Certa vez li um artigo que me apresentou a concepção minimalista de direito penal. Você pode acessá-lo no seguinte link: A concepção minimalista do direito legal, por Alice Bianchini. Concordo em muitas coisas com esse artigo, creio que ele representa grande parte da minha opinião sobre como devem ser as leis que punem os criminosos. Vou apresentar em resumo a minha opinião do tema. Os nomes dos princípios que eu cito em parênteses ou já existem na literatura ou foram elaborados por mim (lembrando a vocês que eu não trabalho com Direito nem sou um estudante dessa área).
- A lei deve ter por objetivo promover e assegurar a "coexistência pacífica" entre os indivíduos que compõem a sociedade. Coexistência pacífica pressupõe que há competição entre os membros da sociedade e que as ações de um indivíduo podem afetar negativamente outros indivíduos. A competição não poderá ser extinta, mas a lei deve considerar que mesmo em cenários de competição é possível minimizar danos e assegurar certos direitos fundamentais aos membros da sociedade em geral.
- A lei não pode ser arrogante ao ponto de achar que pode sanar todos os problemas da sociedade e nem de considerar a si mesma como a única solução para os problemas. A lei deve reconhecer suas limitações.
- A lei deve partir do princípio de que haverá indivíduos que irão violar as leis e adotar condutas que irão prejudicar outros indivíduos voluntariamente, e que uma resposta a tais condutas será necessária para manter ou restaurar a ordem social.
- A lei deve combater (criminalizar) condutas que ofendem ou colocam em perigo bens ou valores fundamentais para a sociedade ou o indivíduo (princípio da ofensividade).
- A lei deve tutelar apenas bens de elevada valia, visto que emprega recursos muito danosos contra o ofensor e que, ao mesmo tempo, gera um custo para a sociedade, pois é financiada por impostos (princípio da proteção de bens jurídicos relevantes, ou "princípio da relevância")
- A lei deve excluir as ofensas de menor potencial lesivo (princípio da insignificância), se restringindo à situações nas quais a intervenção do Estado se configure a única solução possível para o caso.
- Deve ser aplicada apenas se outras alternativas não puderem ser aplicadas ou se tentativas de aplicá-las resultaram em falha (princípio da necessidade)
- Deve ser resolutiva, eficaz e bem-direcionada.
- Deve ser aplicada por um dispositivo ou instituição capaz de controlar as cotas de violência (princípio da adequação)
- Deve reparar o dano ou pelo menos compensar os custos da intervenção (princípio da proporcionalidade em sentido estrito)

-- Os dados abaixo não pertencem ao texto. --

PR #1025, opened 2020-06-29
Handle session present error case

leegeth:
*Description of changes:*
Handle an error case when a session present flag is received from
broker when a clean session is requested.

### DIFF
--- a/libraries/standard/mqtt/src/mqtt.c
+++ b/libraries/standard/mqtt/src/mqtt.c
@@ -1148,9 +1148,8 @@ static MQTTStatus_t receiveConnack( const MQTTContext_t * pContext,
     {
         if( ( cleanSession == true ) && ( *pSessionPresent == true ) )
         {
-            LogError( ( "Received CONNACK with session present from broker."
-                        " This should not happen as a clean session is requested"
-                        " in CONNECT." ) );
+            LogError( ( "Unexpected session present flag in CONNACK response from broker."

- Deve priorizar a reparação e a restituição sobre a punição (sem dano, sem penas)
Além desses princípios minimalistas, tenho mais algumas opiniões sobre a lei:
- Deve gerar o mínimo possível de prejuízo ao infrator. O objetivo principal não deve ser acabar com o criminoso, mas acabar com o crime. Isso não quer dizer que eu seja contra a legítima defesa nem seja contra o uso de força letal pelas forças policiais. Pelo contrário, eu sou a favor sim dessas coisas, desde que elas sejam aplicadas em situações restritas e excepcionais (ex.: um criminoso alveja com armas de fogo outras pessoas, ou um indivíduo toma atitudes que põem em risco direto sua vida e de seus familiares).
- Deve promover a reparação e reintegração do indivíduo a sociedade. A prisão perpétua ou a morte de um bandido deveriam ser coisas excepcionais. Mas enquanto o que for excepcional for a lei se cumprindo, a frase "bandido bom é bandido morto" sempre terá poder entre aqueles que estão em contato próximo com o crime (vítimas e policiais).
- Deve evitar a recorrência do crime, seja pelo próprio indivíduo, seja por outros indivíduos com intenções criminosas que tentemunham a lei em ação. Se a lei for muito branda, os bandidos não a temerão. "Violência é uma linguagem que o bandido entende".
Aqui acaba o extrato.